PR #639, opened 2025-07-01
Small updates to Schaer mountain example

ta440:
Mesh was missing as an argument from `CompressibleParameters()` and `SpongeLayerParameters()`.


tommbendall (approved):
Thanks Tim!

PR #641, opened 2025-07-17
`interpolate` fixes

leo-collins:
After the next release `interpolate` won't accept a `Function` in the second slot


tommbendall (approved):
Thanks very much for doing this @leo-collins, and sorry for the delay in reviewing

====

▶ _WORK ITEM_: What you give back must match the material word for word.

▶ _SOLUTION FOR THIS TASK_:
PR #639, opened 2025-07-01
Small updates to Schaer mountain example

ta440:
Mesh was missing as an argument from `CompressibleParameters()` and `SpongeLayerParameters()`.


tommbendall (approved):
Thanks Tim!

PR #641, opened 2025-07-17
`interpolate` fixes

leo-collins:
After the next release `interpolate` won't accept a `Function` in the second slot


tommbendall (approved):
Thanks very much for doing this @leo-collins, and sorry for the delay in reviewing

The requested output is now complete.